Ecologically Oriented Liberalism
Sustainability and Global Justice
A modern ecologically oriented liberalism must address the challenges of sustainability. The use of ecological and social resources must be managed so that they remain available to everyone permanently and that globally fair access to these resources is ensured. This is necessary to enable a self-determined life in dignity and freedom for all.
In my very broad understanding of sustainability, I see it as more than an ethical imperative to care for our human and non-human environment. Sustainability is a duty of care towards all (today and future generations) and everything (animals, plants, entire ecosystems, the biosphere of the planet as a whole). Global justice, on the other hand, means striving for a fair distribution of resources and opportunities worldwide, regardless of geographic and political boundaries.
For those interested in the economic implications, I recommend the book “Doughnut Economics” by Kate Raworth (2017). It presents a new vision of economics where sustainable development is pursued through a balance between social foundation and ecological boundaries. The inner ring of the doughnut represents basic human needs (such as food, water, health), while the outer ring symbolizes planetary boundaries (such as climate change, biodiversity). The goal is to operate within this “safe and just space” to ensure both social justice and ecological sustainability.
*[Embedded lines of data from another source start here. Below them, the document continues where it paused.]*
PR #731, opened 2019-08-19
CONTRAST-37441 Agent YAML configuration

hmcginnis:
:truck: rename generated files for consistency
:pencil: update files to say they're autogenerated and replaced


hmcginnis:
I can't / won't merge this one until the update to the generation script is merged so that the .NET Core configuration file is properly updated.

kaitlynmortimer:
@hmcginnis Don't we still want the templates available for people to copy from OD?

hmcginnis:
Deployed the generation script. Updates to YAML are now live. 

These changes are now just to make sure we don't get back in this state. The contents of these files are not reflected on the live Open Docs site as the build script replaces them.

PR #736, opened 2019-08-23
Update config path environment variable for .NET Core

m0nkey653:
CONTRAST_CONFIG_PATH -> CONTRAST_CORECLR_CONFIG_PATH


m0nkey653:
Killing this PR, these variables need to be the same. Proposing we open up dotnet-core to a new yaml section.

PR #744, opened 2019-09-05
RUBY-166

hmcginnis:
:pencil: add recommendation for Passenger and Nginx

Add new recommendations for how to configure Passenger and Nginx with Ruby.


content/installation/ruby/server/Passenger.md
```diff
@@ -0,0 +1,66 @@
...
+title: "Installing with Passenger"
+description: "Recommendations for installing in applications run by Passenger"
+tags: "ruby agent installation Passenger"
+-->
+
+## Inability to Start the Application
+
+### Cause - Application Timeout
+
+The most common issue faced when integrating with an application started and monitored by Passenger is the increase in
```
kaitlynmortimer: @hmcginnis Is this article intended to be used primarily as troubleshooting?

hmcginnis: it's a combination of trouble shooting and installation instructions when the agent is installed in applications managed by Passenger

PR #745, opened 2019-09-06
Node PCF docs

gmoore:
https://bitbucket.org/contrastsecurity/open-docs/pull-requests/356/


content/installation/node/Node-cloud-foundry.md
```diff
@@ -0,0 +1,151 @@
...
+
+```
+cf bind-service <app_name> <name_of_service>
+```
+
+You should now see your application Contrast UI.
+
+## Contrast Service Broker Tile
+
+See [Contrast Service Broker Tile](https://docs.contrastsecurity.com/installation-javaserver.html#cloud) in the Java configuration documentation.
```
kaitlynmortimer: @gmoore Do all of the Java instructions for the tile apply? If so, I'll just copy them over.

gmoore: Yes they do but I thought it better to just keep them in one place. Otherwise, when they do change, I'll probably forget to change both.

PR #750, opened 2019-09-11
:sparkles: Clarify where the Java agent packages install the agent

gilday:


tylernhoward:
Looks good to me.

gilday:
I double checked in a centos and ubuntu docker container before sending this

PR #761, opened 2019-09-24
CONTRAST-38383 - Added Pylons documentation

jleo32:


content/installation/python/PythonInstall.md
```diff
@@ -101,6 +101,16 @@ app = get_wsgi_application()
 app = ContrastMiddleware(app)
 ```
 
+#### Pylons
+
+``` python
+from pylons.wsgiapp import PylonsApp
+from contrast.agent.middlewares import WSGIMiddleware
```
peter-lazorchak: This should be `from contrast.agent.middlewares.wsgi_middleware import WSGIMiddleware`. For consistency I also think we should add `as ContrastMiddleware` (a few lines down too)

jleo32: Let me update that!

jleo32: udpated

jleo32: spelling is hard

PR #769, opened 2019-10-04
Fix env var formatting

cixel:
sorry the diff is so large, [this commit](https://github.com/Contrast-Security-OSS/docs/commit/05a1b938d18782f5569689cc817588c4e993da60) has the actual meaningful changes and the rest is just adjusting the table to the new column length


bizob2828:
I'm going to merge this because I'm about to edit this file as well

PR #61, opened 2022-01-19
fix(mpt): bug in Merkle-Patricia Tree set function

Mirko-von-Leipzig:
- Fixed a bit indexing error in the `tree.set(k, v)` function
- Added test case exercising the above bug
- Fixed existing MPT test case which was `#[ignore]`. It was incorrectly using decimal strings instead of hex to populate leaves.
- Added the shorter & prettier debug for `StarkHash` as suggested by @koivunej


CHr15F0x (approved):
LGTM :clap:

koivunej (approved):
Tough one.

PR #62, opened 2022-01-19
feat: updated ethereum for `0.7` changes

Mirko-von-Leipzig:
The `0.7` upgrade included a change to the StarkNet L1 core contract implementation. The core contract consists of a proxy contract, which points to the actual implementation contract. The proxy remains the same, but the implementation address and ABI were updated as part of the upgrade.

Freedom as Mutual Dependence and Conviviality
Based on the ideas of Ivan Illich, freedom can be redefined: Individual freedom realized through personal interdependence with our human and non-human environment combines Illich’s approach to autonomy with social and ecological responsibility. Such liberalism would foreground ethical principles, question political-economic and technocratic structures, and promote community-oriented sustainable initiatives.
This leads to a society where individual and collective freedoms are in harmony with ecological sustainability and social justice, ensuring the freedom of individuals and the long-term well-being of the human (and non-human) community. This is indeed a radical or rather: convivial redefinition of freedom as mutual dependence: The idea that true freedom is not achieved in isolation but in mutual dependence and cooperation within a community.
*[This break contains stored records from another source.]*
PR #64, opened 2022-01-19
feat: align with cairo release 0.7.0

CHr15F0x:
Included changes
* align with api changes that version 0.7.0 introduced
* add a default timeout for sequencer client requests
* use a single inner reqwest::Client
* add named ctors for both goerli and mainnet

### DIFF
--- a/.github/workflows/ci.yml
+++ b/.github/workflows/ci.yml
@@ -20,7 +20,7 @@ jobs:
       - uses: actions/checkout@v2
       - uses: dtolnay/rust-toolchain@stable
       - uses: Swatinem/rust-cache@v1
-      - run: timeout 10m cargo test --workspace --all-features --all-targets
+      - run: timeout 15m cargo test --workspace --all-features --all-targets
 
   clippy:
     runs-on: ubuntu-latest
--- a/.github/workflows/ci.yml
+++ b/.github/workflows/ci.yml
@@ -21,9 +21,8 @@ jobs:
       - uses: dtolnay/rust-toolchain@stable
       - uses: Swatinem/rust-cache@v1
       - run: |
-          timeout 5m cargo test -- --skip rpc::tests --skip sequencer::tests
-          timeout 10m cargo test sequencer::tests -- --test-threads=1
-          timeout 15m cargo test rpc::tests -- --test-threads=1
+          timeout 5m cargo test -p pathfinder -- --skip rpc::tests --skip sequencer::tests
+          timeout 3m cargo test -p pedersen --benches --features hex_str
   clippy:
     runs-on: ubuntu-latest
     steps:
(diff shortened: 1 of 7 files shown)


koivunej (approved):
Client changes looking good.

.github/workflows/ci.yml
```diff
@@ -20,8 +20,10 @@ jobs:
       - uses: actions/checkout@v2
       - uses: dtolnay/rust-toolchain@stable
       - uses: Swatinem/rust-cache@v1
-      - run: timeout 15m cargo test --workspace --all-features --all-targets
-
+      - run: |
+          timeout 5m cargo test -- --skip rpc --skip sequencer
```
CHr15F0x, line 24: I'm not sure if I got the args here correctly. The aim was to run all tests excluding seq & rpc.

koivunej (approved):

.github/workflows/ci.yml
koivunej: I think the one you ended up with is better than this original you flagged.

.github/workflows/ci.yml
```diff
@@ -20,8 +20,10 @@ jobs:
       - uses: actions/checkout@v2
       - uses: dtolnay/rust-toolchain@stable
       - uses: Swatinem/rust-cache@v1
-      - run: timeout 5m cargo test --workspace --all-features --all-targets
-
+      - run: |
+          timeout 5m cargo test -- --skip rpc::tests --skip sequencer::tests
+          timeout 10m cargo test sequencer::tests -- --test-threads=1
+          timeout 15m cargo test rpc::tests -- --test-threads=1
```
koivunej, line 26: If we'd split these into three separate steps like

```suggestion
      - name: Unit tests
        run: timeout 5m cargo test -- --skip rpc::tests --skip sequencer::tests
      
      - name: Sequencer tests
        run: timeout 10m cargo test sequencer::tests -- --test-threads=1
      
      - name: RPC tests
        run: timeout 15m cargo test rpc::tests -- --test-threads=1
```

... Then the test output might become more useful? I didn't however find every one of these in the build output, yet.

CHr15F0x: Definitely would make everything much more readable :+1:

Mirko-von-Leipzig: They've mentioned performance / slow response times in one of the TG groups. I wonder if we shouldn't move the RPC and sequencer tests to manual mode until they've resolved it? (different, manual trigger only job)

Waiting 20minutes per CI run is.. painful. Thoughts?

CHr15F0x: Let's skip seq and rpc for the time being, as they're really necessary whenever there's cairo release or an rpc spec update. Eventually the rpc tests will not refer to an underlying live api, while for the sequencer client we can mock a local server that provides real replies captured from a live seq api (and those would be updated only once per cairo release/seq api update).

Such ecologically oriented liberalism sees nature not just as a resource but as an independent value that must be respected and protected. “Intrinsic value of nature” refers to the recognition that nature has a value beyond its usefulness to humans. This brings us to an eco-centric perspective: Nature does not exist for humans; rather, humans are part of nature, which exists for its own sake.
Conclusion
Liberalism, once celebrated as the undisputed promise of salvation of the Western world, faces massive challenges today. In its newer neoliberal form, it is considered a co-cause of multiple ecological, economic, social, and political crises – not their solution.
With this article, I aim to clarify that it is time for a radical reorientation – and thus a rescue! – of liberalism: An ecologically and socially oriented liberalism that acknowledges the mutual dependence of humans and nature and defines freedom not only as the absence of coercion but as an ethical responsibility for our human and non-human environment.
Without such a realignment, liberalism remains an ideological fossil, incapable of solving the pressing problems of our time. In short, liberalism must fundamentally renew itself or inevitably end up where Fukuyama’s “end of history” landed: in the abyss of history.